In the 1990s, Morrison was lead Montana counsel in the state’s Tobacco litigation and represented the New York Times, NBC and other national media in the Unabomber case. Morrison and his wife are co-authors of a Montana political history book: Mavericks: The Lives and Battles of Montana’s Political Heroes. Morrison also authored or co-authored other published works on topics ranging from health insurance to climate change.
Morrison served as Montana State Auditor and State Insurance and Securities Commissioner from 2001–2008. He promoted and implemented Insure Montana, a small business health insurance pool with discounted premiums paid for by an increase in the tobacco tax. Morrison had been advocating the use of increased tobacco tax revenue to reduce health insurance premiums since 2002. Insure Montana won national awards, and became a model for the premium assistance provisions of the Affordable Care Act. John Morrison also drafted Montana’s Initiative 155 (I-155) and led the campaign that created Healthy Montana Kids, which instituted a broad reform and massive expansion of children’s health coverage. In the first year of operation, it brought over $200 million in new federal matching dollars into Montana and covered 10,000 additional children. Healthy Montana Kids now covers 91,000 Montana Children.

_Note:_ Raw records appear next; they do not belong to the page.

PR #1756, opened 2016-12-05
[1717] Add a META function providing access to any metadata associated with a value

### LINKED ISSUE #1701: Ability to address XML attributes in MarkLogic
Enable projecting and predicates on XML attributes in queries against MarkLogic.

### LINKED ISSUE #1717: Add META(d) function
The `META(d)` function lifts up the metadata associated with `d` (possibly `undefined`, if there is no such metadata) into the value-level, where it may be accessed and processed like other data.

For accessing attributes on XML data (#1701), we can use `META(node).className` for example. I believe metadata on XML nodes will always be a map of string-valued keys.

Ultimately, the pattern matching syntax for metadata can be implemented on top of this, although an alternate function `SET_METADATA` will be required to actually set metadata on a node (which would be used for metadata native syntax, `foo @ bar`).

wemrysi:
The `META` function returns any metadata associated with the argument or `Undefined` otherwise.

Implementations for Couchbase (via the `meta()` function) and MarkLogic are included, MongoDB and Spark didn't seem to have an obvious (to me) implementation (@sellout @rabbitonweb feel free to suggest one).

I've added tests for the MarkLogic implementation but testing this in general via `StdLibSpec` requires `EJson` in `LogicalPlan` as we don't have a way to represent metadata in our `Data` type.

Closes #1717.
Closes #1701.

### DIFF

As Insurance Commissioner, Morrison banned “discretionary clauses” in group health and disability insurance plans and successfully defended the ban at the U.S. Court of Appeals for the 9th Circuit in Standard Ins. Co v. Morrison, 584 F. 3d 837 (2009). Through the National Association of Insurance Commissioners (NAIC), Morrison led passage of a similar model law that has been adopted in more than a dozen states, including New York, California, Michigan, Illinois, and Texas. Morrison also led NAIC opposition to Association Health Plans and fraudulent health insurance.